# How likely am I to find paracord locally? ...



## cmeisenzahl (Jan 6, 2011)

What do you think my chances are of finding some paracord (or something very similar) in a local store?



****'s, Gander Mt., various hardware stores?



I'd like to grab some for a couple of projects.



Thanks in advance!



Chris


----------



## Nico01 (Apr 25, 2011)

The only place that I've been able to reliably find real 550 (Type III) paracord is at army surplus stores. Other stores (EMS, REI, Paragon) carry plenty of similar rope (~7 strand core, braided nylon shell, ~1/8" diameter, etc.), some of them rated for similar weights. Typically, these cords are for climbers (to secure tools etc.) and for camping, so you might not find any at ****'s.

Hardware stores are iffy, it seems they usually carry crappy thick braided rope for tying tarps up and hoisting buckets of tools.


----------



## FERRITE (Apr 26, 2011)

Exactly what Nico01 said. Unless you have a ranger joes or other surplus store, then chances of a hardware store carrying it are slim. eBay!


----------



## JeepFreak21 (Jun 2, 2011)

I've picked some up at a couple different gun/hunting/outdoor stores around here. Army Surplus stores are likely to have it too. But there are some great suppliers online with a huge variety of colors! My favorite is probably SupplyCaptain, but I've got some from several places online.
Good luck,
Billy


----------



## Bullzeyebill (Jun 3, 2011)

Some REI's carry paracord.

Bill


----------



## gcbryan (Oct 4, 2011)

I don't know exactly what paracord is although I've seen pictures on this forum. It looks more or less like what I would call 6 mil accessory cord (climbing section of REI).


----------



## gthuffines (Nov 6, 2011)

Locally, probally noy a large variety of colors just the basics, online is the best way. the550cordshop.com has a pretty good selection and freee shipping. You can also get as little as 10 feet up to 300 feet.


----------



## DisrupTer911 (Nov 7, 2011)

where are you located?

Campmor carries paracord for all sorts of uses.

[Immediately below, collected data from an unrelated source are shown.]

PR #490, opened 2022-07-07
Hide assetkey and ipmi password in list summary

kcdodd:
Consideration of not printing the few pieces of security relation information, like the bios assetkey and IPMI password.

### DIFF
--- a/internal/app/wwctl/node/list/main.go
+++ b/internal/app/wwctl/node/list/main.go
@@ -41,13 +41,14 @@ func CobraRunE(cmd *cobra.Command, args []string) (err error) {
 			fmt.Printf("%-20s %-18s %-12s %s\n", nodeName, "Ipxe", ni.Ipxe.Source, ni.Ipxe.Print)
 			fmt.Printf("%-20s %-18s %-12s %s\n", nodeName, "Init", ni.Init.Source, ni.Init.Print)
 			fmt.Printf("%-20s %-18s %-12s %s\n", nodeName, "Root", ni.Root.Source, ni.Root.Print)
-			fmt.Printf("%-20s %-18s %-12s %s\n", nodeName, "AssetKey", ni.AssetKey.Source, ni.AssetKey.Print)
+			fmt.Printf("%-20s %-18s %-12s %s\n", nodeName, "AssetKey", ni.AssetKey.Source, "****")
 
 			fmt.Printf("%-20s %-18s %-12s %s\n", nodeName, "IpmiIpaddr", ni.IpmiIpaddr.Source, ni.IpmiIpaddr.Print)
 			fmt.Printf("%-20s %-18s %-12s %s\n", nodeName, "IpmiNetmask", ni.IpmiNetmask.Source, ni.IpmiNetmask.Print)
 			fmt.Printf("%-20s %-18s %-12s %s\n", nodeName, "IpmiPort", ni.IpmiPort.Source, ni.IpmiPort.Print)
 			fmt.Printf("%-20s %-18s %-12s %s\n", nodeName, "IpmiGateway", ni.IpmiGateway.Source, ni.IpmiGateway.Print)
 			fmt.Printf("%-20s %-18s %-12s %s\n", nodeName, "IpmiUserName", ni.IpmiUserName.Source, ni.IpmiUserName.Print)
+			fmt.Printf("%-20s %-18s %-12s %s\n", nodeName, "IpmiPassword", ni.IpmiPassword.Source, "****")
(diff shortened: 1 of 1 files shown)


mslacken:
With the reflections this patch won't apply any more. But this is an important issue and we should apply a similar approach for the ipmipassword. With the already merged grpc API we should make sure that the password do not leave warewulfd without a good reason.
So a viable solution would be to add a bool to the Entry struct, if it's desired to print or not.

griznog:
I could see wanting to be able to list those for a number of reasons, could the `list` command get a flag `--show-secrets` and fields with secrets in them be tagged by the bool as secret rather than print or don't print?

This touches on a larger issue, is it worth adding a formatting structure to `list`, something like Slurm for instance where you can use "%.24a" to show whatever field a represents with 24 spaces in the output? I'm not convinced it's needed as it's fairly trivial to just read `nodes.conf` to get values, but having a dynamic way to control the `list` formatting would make it easier to write useful local scripts that parse those outputs. Also such an option could just leave secrets out of the defaults and allow someone to add them to the output format if they wanted to include them, sidestepping the secrets issue altogether.

griznog:
This also begs the question, how secret is secret? `nodes.conf` on my master is 0644, which I assume is by default as I don't recall ever explicitly changing any permissions there. If these are truly secret and given the simple/default cluster setup uses the master as a login node, we should probably also better protect `/etc/warewulf` from prying eyes.

kcdodd:
The default warewulf installation does not provide much security, since the nodes.conf is readable, and the wwctl command is not really set up with security, or cleanly separating admin from user-like operations. My use-case was wanting to allow users to view the status of the nodes, but still would like to not have the passwords or asset key available, since those would theoretically allow the nodes to be compromised remotely. Blanket removing the read permissions on nodes.conf is not an option because the wwctl command will not work at all in that case for non-root users. My solution was to create a 'warewulf' user, and change the owner and group of wwctl and all config files to 'warewulf', ensuring that the 'group' permission was readable by the 'warewulf' group, but noone else. Then, set the 'SGID' bit on wwctl. This way when wwctl is run by any user it has the permissions of the 'warewulf' group, but not as the owner, allowing it to read nodes.conf'. But since the group does not have write permissions, users still cannot change any of the configuration, and since users themselves do not belong to the 'warewulf' group, they cannot directly read the files without using 'wwctl'. But of course, if the wwctl command can print the password and asset key anyway, this doesn't provide any security.

griznog:
@kcdodd That's a good approach if you trust all the users logging into the master, but if the master is also the cluster login node that is likely not the case. I think we need a way to define users, operators and admins, with `/etc/warewulf.conf` being the logical place and then set a level on each command/option for which privilege level can run it and the same simple approach on the data itself. That may be a lot simpler to do now given the reflection foo @mslacken has done. 

I can see how this would be done on the master itself just using logged in user details, secondary groups, etc... What's not clear to me is how that would work remotely via the API, even if it's called on loopback. There needs to be an authentication layer there. 

Also seems simple enough to make things explicitly defined in the data structures restricted with an ACL, but how to do that for user defined tags which should be secret/restricted? That's where it'd be nice to have those nested. In fact, thinking about it it might be nice for all values to be a dict, with the dict containing a `value` and an `acl`. And of course, once everything is a dict then all sorts of possibilities open up.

and I've seen it at REI and EMS


----------



## fgials (Nov 9, 2011)

There are alot of hunting stores that carry it here. Bass Pro, Academy, etc... The Military surplus will have your basic colors black, green etc...


----------



## esrevenge (Nov 10, 2011)

Maybe check the sporting/outdoor stores or climbing stores they may have spools.

Or just order from Ebay, the place I buy it from is like ~$4 for 25ft and you can request little sample sizes of different colors...


----------



## OGDEBO (Jan 25, 2012)

Any Army/Navy surplus store will carry the mil-spec 550 cord. Be aware though, the climbers rope is a completely different spec. and will not hold up as well as the 550 cord. If you are planning to weave, create handles, etc... it's pretty fun and there are many different patterns you can create. When weaving though, be sure to take out the smaller white cording that is inside the outer/shell. Do a search for "550 cord" and you will definitely see a lot of shops that carry the mil-spec cord and they come in different colors and patterns. 
I always have a big wrap of this stuff in every car and backpack etc...
Have fun.


----------



## squirrel15 (Jul 29, 2012)

A little late to the party, but for anyone still looking lapolicegear.com 

http://www.lapolicegear.com/trpa100fole.html


----------



## Ed507 (Jul 30, 2012)

I have not bought any for a while but I used to buy what was called "utility cord" which is probably similar to what you are looking for. I got it from Adventure-16 (A-16) in California for about $2 (?) for 50 feet. It's suposed to be 400 lb test and was black in color. You might also try campmor.com, pro bass shop, or cabela's. Good luck, Ed507


----------



## Sub_Umbra (Jul 30, 2012)

Don't forget *gun shows* for a potential local source.


----------



## rmvsintheta (Mar 7, 2013)

Not a direct answer to your question, but unless you're really concerned with getting 550 paracord specifically, any climber's accessory cord 4mm and up will be much stronger (at least 2x) and more durable than 550 cord. Outdoor stoors like REI and EMS carry them- I generally order them online from www.bmorescue.com since they're the cheapest supplier of bluewater ropes products I personally know of, but generally accessory cord prices are pretty much the same everywhere.


----------



## tisdale36 (Dec 21, 2013)

Wal Mart has some now. At least in TX they do.


----------



## Speedfreakz (Dec 21, 2013)

Joann's fabrics as well


----------



## BarryG (Dec 29, 2013)

I have found some locally at the pawn shop! Different colors and bracelet clips as well. 





Barry


----------



## curby (Jan 3, 2014)

Speedfreakz said:


> Joann's fabrics as well



Yup, as well as Michaels. I imagine other crafts and fabric stores would have some too, but expect low quality, low selection, and high prices. If you can order online, I'd recommend it!


----------



## Eugene (Jan 29, 2014)

Lowes and Home Depot have china made paracord, the internal strands are different enough they don't want to stick to the outside when you melt the ends. Lowes had some real paracord almost hidden off to the side of the shelf. Its more expensive than ordering if from Amazon, I just stick some on another order to bump the total above the free shipping threshold.


----------



## HotWire (Jan 29, 2014)

Walmart sells it. I just looked at some last week. Black and OD. I've got a lanyard to make.... Now, if I only had a few spare minutes! I've purchased it online before as well.


----------



## PCC (Jan 31, 2014)

Saw some recently at an Any Mountain store in Livermore in California. Illumination Supply in San Jose has some on their display racks, but, they're not listed on their site.


----------



## 9881255 (Mar 19, 2014)

tisdale36 said:


> Wal Mart has some now. At least in TX they do.



Also in NC! Oddly enough it's in the hardware section, not the outdoors. Only colors they have at ours in are dark green & safety orange though.


----------